From 1994 to 2006, Wilhoit was director of the Arkansas Department of Education and deputy commissioner and commissioner of the Kentucky Department of Education. In those positions, he shepherded finance reform, led equity initiatives, designed and implemented assessment and accountability systems, advanced nationally recognized preschool and technology programs, and reorganized state agencies to focus on service and support.
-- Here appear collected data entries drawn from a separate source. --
Issue #535, opened 2020-06-18
Probleme send file with teamtalk classic


math65:
When we send a file to the server, the pseudonym is not ours but a random one and always the same.

bear101:
You mean the owner of the file? The owner of the file will be your username.

--
Kind regards

Bjørn Damstedt Rasmussen
www.bearware.dk

bear101:
No response. Closing...

Oreonan:
I've reproduced this issue, shis only present on a server who have no user. I've found cause of this issue and I'm trying to fix it.

PR #612, opened 2020-07-26
Modify behavior for files events

Oreonan:
Unfortunately on QT we are same problem like on classic on server without user account.
Server don't return user ID when an user added or removed a file, but only username... CC @bear101


Oreonan:
Fixed #535 by f8843d9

Wilhoit has a bachelor of arts degree in history and economics from Georgetown College and a master’s in teaching, political science, and economics from Indiana University Bloomington.

He is a member of numerous education organizations, has served on national and state commissions, and has written and spoken on a variety of education issues.

Resources

The Council of Chief State School Officers released a revised set of education leadership standards in 2008. These revised standards, based on 1996 standards by the Interstate School Leaders Licensure Consortium, were developed by the National Policy Board for Educational Administration, a steering committee of 10 membership organizations that represents state policy makers, school leaders, professors of education, and other scholars, with support from The Wallace foundation.

The ISLLC standards guide leadership policy and practice at the state level. A database of research and other sources of information supporting the six standards is available online at www.ccsso.org/ISLLC2008Research.

The Wallace foundation web site, www.wallacefoundation.org/KnowledgeCenter, offers reports and information about education leadership issues.